Everyone is smiling and laughing as we ride our bikes in the sunshine beside a crystal blue ocean. If you added a boppy, uplifting soundtrack we could be on a commercial for bottled water or tampons… (although possibly not tampons since we are the wrong demographic and no one is wearing short shorts or a bikini). Because everything is going so perfectly we ride further than usual, but with every meter we travel further from the house I am tempting disaster.
Suddenly it's less bottled water commercial and more Saving Private Ryan. The smallest child has tumbled from his bike and scraped his elbow. Nothing serious, but he is screaming inconsolably and stamping in a circle whilst flapping his arms. This strange chicken like dance is performed so that everyone will know he is certainly going to die… imminently. I assess the wound, and assure him it's not that bad and everything is going to be fine, while internally panicking because everything is not going to be fine because we are a LONG way from home and I have to somehow get us back with this sobbing child in tow.
Now the sun seems oppressive rather than idyllic, and I realise we are all wearing way too many clothes. The mix of sweat and blood acts like a barrel of burley thrown into shark infested waters and suddenly all the blow flies in a 20km radius are swarmed around us in a haze of black.

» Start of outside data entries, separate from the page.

PR #278, opened 2026-08-02
Core's plan leaves carry the reading

milyin:
Second of three for #275 (#276 was the first). The last part deletes `is_optional` and closes the issue.

## Why

`UnfoldLeaf::out_ty` and `FoldLeaf::ty` were `syn::Type`, so an adapter consuming a decomposition had to hand the spelling back to the registry to learn what it meant — the round trip #263 removed from `api/core`, surviving in the plans.

And the reading was **discarded at construction**: `flatten` peels `TypeRef`s and stored `origin.syntax`.

## `flat` composes its own types

Most producers just stop discarding. Five genuinely compose a type no source wrote — the borrow of a value, two `Option` layers, a presence flag, a selector — and **`Flat::classify` is not available** for them: it lowers *source syntax*, and `classify_has_no_caller_outside_the_registry` keeps it that way. Correctly, in my view: composing is a different act from classifying.

So the model composes:

```rust
TypeRef::{borrowed, optional, scalar, named}
```

Each builds `kind` **and** the matching `origin.syntax` in one place, so the classification and the spelling cannot disagree — the invariant every `TypeRef` consumer relies on.

**`scalar`/`named` are placeless by construction.** No file wrote a presence flag, and claiming a location would make a fabricated one indistinguishable from a real one. That is the call `Flat::classify` already makes for a composed spelling and `ensure_entry` for adapter-authored cells (pinned by `an_adapter_authored_type_cell_is_classified_but_placeless`). The layered ones keep the inner's location — a borrow exists *because of* that value.

## The risk I pinned rather than assumed

A composed `&T` must key **exactly** as `parse_quote!(&#t)` did, or `require_output` registers a different cell and resolution silently changes. `a_composed_type_keys_as_its_spelling` checks all five forms plus the placeless/inherited location split. Verified before writing the migration, not after.

## Two things that fell out

- **`synth_sum_leaves` takes `flat::Variant`** and zips its alternatives, so payload types are readings rather than syn fields — and the sum tag's readback now reads `TypeId` (*`TypeId` **is** the name*) instead of taking a path apart with `bare_path_ident`.
- **`opt()` is deleted** — the `parse_quote!(Option<#ty>)` helper whose whole problem was building a spelling with no classification beside it.

**The lookup #276 added** in `fn_plan` is deleted with its comment: the fold leaf carries its own reading, so there is nothing to fetch and nothing that can miss.

## Verification

- **Goldens byte-identical.** The bar for a refactor this size, and the number to judge it on.
- 546 lib tests; `cargo test --all --all-features` 14/14; clippy `--deny warnings`; fmt.
- covertest-kotlin **48/48** on the JVM.
- Both ledgers (boundary, spelling census) **unmoved**.

## What's left

`is_optional` goes 4 → 3. The remaining callers need the adapter-side reading *sources* — `SumSpec` still building from `syn::ItemEnum`, and callback args reconstructed from `TypeKey`s rather than read off `TypeKind::Callback`. That is #275's last part, and deleting the accessor is its acceptance test.

One composition site is left alone deliberately: `unfold.rs`'s `convert_out_ty` still composes `Option<#leaf_ty>` as a `syn::Type` field. Noting it so it is not mistaken for an oversight.

### DIFF
--- a/prebindgen/src/api/lang/jnigen/jni/emit/sum_out.rs
+++ b/prebindgen/src/api/lang/jnigen/jni/emit/sum_out.rs
@@ -193,7 +193,14 @@ pub(crate) fn encode_sum_group(
             tag_leaf.out_ty.key()
         )
     };
-    let ident = syn::Ident::new(&id.name, proc_macro2::Span::call_site());
+    // Raw-aware: a sum may legitimately be named `r#type`, and `Ident::new`
+    // rejects that spelling.
+    let ident = id.ident().unwrap_or_else(|| {
+        panic!(
+            "jnigen sum unfold: selector type `{}` is not a single identifier",
+            id.name
+        )
+    });
     let module = ext.fn_module(registry, &ident);
     let source: syn::Path = syn::parse_quote!(#module::#ident);
 
--- a/prebindgen/src/api/lang/jnigen/jni/emit/sum_out.rs
+++ b/prebindgen/src/api/lang/jnigen/jni/emit/sum_out.rs
@@ -43,38 +43,45 @@ pub(crate) const SUM_TAG_LEAF: &str = "tag";
 pub(crate) fn synth_sum_leaves(
     ext: &Declarations,
     sum_cfg: &SumConfig,
-    item_enum: &syn::ItemEnum,
+    sum: &crate::api::core::flat::Variant,
 ) -> Vec<crate::api::core::unfold::UnfoldLeaf> {
     use crate::api::core::{
         types_util::SumSpec,
         unfold::{LeafSource, UnfoldLeaf},
     };
 
-    let spec = SumSpec::from_item_enum(item_enum);
+    // `SumSpec` still reads the item — it owns the leaf-NAMING convention, which
+    // is jnigen's own. The payload TYPES come from the element beside it, whose
+    // fields are already readings, so nothing here has to compose or look one up.
+    let spec = SumSpec::from_item_enum(&sum.origin.syntax);
     // The selector rides ahead of the groups it chooses between, and carries
     // **which sum** it selects over as its `out_ty` — that is how the emitter
     // finds the enum to `match` when the sum is a field rather than the whole
     // returned value. Nothing looks up a converter for it (`has_converter()` is
     // false for a `SumTag`): there is no value to convert, the emitter assigns
     // the tag literal per arm. Its wire is a `jint` by definition.
-    let enum_ident = &item_enum.ident;
+    let enum_ident = &sum.name;
     let mut leaves = vec![UnfoldLeaf {
         name: SUM_TAG_LEAF.to_string(),
         path: Vec::new(),
-        out_ty: syn::parse_quote!(#enum_ident),
+        // Composed: the tag names WHICH sum it selects over, and no source
+        // wrote that as a standalone type. Nothing resolves a converter for it
+        // (`has_converter()` is false), but the emitter reads it back to find
+        // the enum to `match`.
+        out_ty: crate::api::core::flat::TypeRef::named(enum_ident),
         identity: false,
         nullable: false,
         source: LeafSource::SumTag,
         group: None,
     }];
-    for variant in &spec.variants {
+    for (variant, alt) in spec.variants.iter().zip(&sum.alternatives) {
         let kotlin_name = ext.sum_variant_class_name(sum_cfg, &variant.ident);
-        for field in &variant.fields {
+        for (field, alt_field) in variant.fields.iter().zip(&alt.fields) {
             let prop = sum_field_prop_name(field);
             leaves.push(UnfoldLeaf {
                 name: sum_slot_fragment(&kotlin_name, &prop),
                 path: Vec::new(),
-                out_ty: field.ty.clone(),
+                out_ty: alt_field.ty.clone(),
                 identity: false,
                 nullable: false,
                 source: LeafSource::VariantField {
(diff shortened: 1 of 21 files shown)


prebindgen/src/api/lang/jnigen/jni/emit/sum_out.rs
```diff
@@ -178,12 +185,15 @@ pub(crate) fn encode_sum_group(
...
+    let crate::api::core::flat::TypeKind::Named { id } = &tag_leaf.out_ty.kind else {
         panic!(
-            "jnigen sum unfold: selector type `{}` is not a path type",
-            TypeKey::from_type(&tag_leaf.out_ty)
+            "jnigen sum unfold: selector type `{}` is not a named type",
+            tag_leaf.out_ty.key()
         )
-    });
+    };
+    let ident = syn::Ident::new(&id.name, proc_macro2::Span::call_site());
```
milyin: **[P2] Preserve raw identifiers when rebuilding the sum name**

`TypeId::name` comes from `Ident::to_string()`, so a valid declaration such as `enum r#type { Value(u8) }` stores `"r#type"` here. `proc_macro2::Ident::new("r#type", ..)` panics (`"r#type" is not a valid Ident`), which makes JNI generation abort when this sum is encoded. The previous `bare_path_ident(&tag_leaf.out_ty)` path preserved the raw `Ident`. Please reconstruct with a raw-aware parser (for example `syn::parse_str::<Ident>(&id.name)`) or retain the original identifier syntax, and add a raw-name regression test.

milyin: Confirmed and fixed in 2dd360d. Reproduced first:

```
to_string()             = "r#type"
Ident::new("r#type")    = PANICKED   ("r#type" is not a valid Ident)
parse_str::<Ident>      = ok, round-trips to r#type
```

So it panics rather than errors — generation aborts outright, and only when a source happens to use a keyword.

**The recovery went on `TypeId`, not the call site.** `TypeId::ident()` parses instead of constructing, and returns `None` for a name that is not a single identifier — the same answer `bare_path_ident` gave for a path-qualified one. One place to be right, because a caller getting this wrong gets no signal until that keyword shows up, and #275's last part will want the same recovery.

**Writing the end-to-end test rather than only the unit one paid for itself.** `a_raw_named_sum_generates` drives a raw-named sum through `resolve` + `write_rust` — and it immediately found a **second** site:

```
panicked at jni/trait_impl.rs:351: "r#type" is not a valid Ident
```

That is `emitted_source_type_names`, which I had assessed as *"generated names, never raw"* when scanning for other instances. I was wrong — `rust_short_name_opt` returns whatever the source wrote.

It is **pre-existing**, verified against the base commit. I fixed it here rather than filing it, because a test asserting "a raw-named sum generates" while a known panic sat on the same path would be worse than no test at all.

Two tests: `a_raw_identifier_survives_typeid` for the round trip and the not-an-identifier case, and the end-to-end one above.

Goldens still byte-identical; 548 lib tests, `--all --all-features` 14/14, clippy, fmt, covertest 48/48.

Worth noting for the record: my "other `Ident::new` sites are all synthetic" check was a grep plus a judgement call, and the judgement was wrong on one of six. The end-to-end test is what caught it — the unit test would have passed happily.

prebindgen/src/api/lang/jnigen/jni/tests/sealed.rs
```diff
@@ -1623,3 +1623,66 @@ fn slice_of_sum_callback_arg_is_rejected_with_its_reason() {
...
+    ];
+    let registry =
+        crate::api::test_util::reg_from_items(declare_referenced(items)).expect("index items");
+    let jni = JniGenBuilder::new()
+        .set_package_prefix("io.test.jni")
+        .package(
+            crate::package!()
+                .class(crate::ptr_class!(ZThing))
+                .class(crate::sealed_class!(r#type))
+                .fun(crate::fun!(z_emit)),
```
milyin, line 1687: **[P2] Exercise the output sum encoder in this regression**

This currently declares only `z_emit`; the test run reports `skipping undeclared #[prebindgen] fn z_read`. Consequently `g.rs` contains the raw name through the sealed-class **input** converter (`JObject_to_r_type`), but contains no `match` over `myflat::r#type`, so `encode_sum_group`—the site fixed from the review finding—is never called. The assertion would still pass if that call site regressed to `Ident::new`. Please also bind `z_read` (or another function returning `r#type`) and assert the generated output-side match/path, so the test actually fails at the original regression site.

milyin: Right, and the test proved nothing. Fixed in 5a6af81.

**Verified the accusation rather than assuming it.** With the `sum_out.rs` fix reverted, the old test still passed — so the raw name it was matching came from the sealed-class *input* converter, exactly as you said, and `encode_sum_group` never ran.

A regression test that survives its own regression is worse than none: it converts "unguarded" into "guarded" in the reader's head.

**The sum is now a value-form field**, delivered through `expand_return!(ZThing).fields(...)` plus a callback — the shape that puts it through the output encoder — and the assertion is on the output-side match path rather than on the raw name appearing anywhere in the file:

```rust
assert!(rust.contains("myflat::r#type::Missing") && rust.contains("myflat::r#type::Exact"));
```

**Proved both directions this time**, which is what I should have done originally:

```
fix reverted → panicked at emit/sum_out.rs:198  → test result: FAILED
fix restored →                                    test result: ok
```

Goldens byte-identical; 548 lib tests, `--all --all-features` 14/14, clippy, fmt.

Three review rounds on this branch have each caught something real, and two of the three were me asserting a guarantee I had not measured — the "other `Ident::new` sites are synthetic" judgement, and now this test's coverage. The habit worth keeping is the one this comment forced: revert the fix, watch the test fail, then restore.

First I try my impression of a motivational sports coach, "hop back on that bike and ride home a champion"… this doesn't really work as the small child snivels between sobs, "what's a champion mummy?". Then I try bribery, "if you can make it home you can have some jelly beans". The number of jelly beans on offer steadily increases as the sobs continue. In this manner we limp almost half way home, at which point the child decides even a truck load of jelly beans aren't worth it and gives up. As he lies prostrate on someone's lawn, thoughts of putting my feet up at home with a cup of tea and One Hundred Years of Solitude flash before me, mirage like, tantalising yet unattainably just out of reach. I am ashamed to say this is when I embrace my last motivational strategy… fear. I absently note that the flies are 'eating' his wound. Alarmed the child peels himself from the grass and examines his elbow with increasing horror. "The only way to get rid of them is to ride fast enough so they won't be able to keep up." The child is back on his bike and now I am Jillian Michaels on a bad day, "Peddle, peddle, peddle, balance!!', I bark as he weaves his way up the final hill. For good measure I add, "…and if you make it home you can have a movie!"
I know he looks broken here but never fear he was back up and nagging to go to the local BMX track an hour later so the event can't have been too scarring!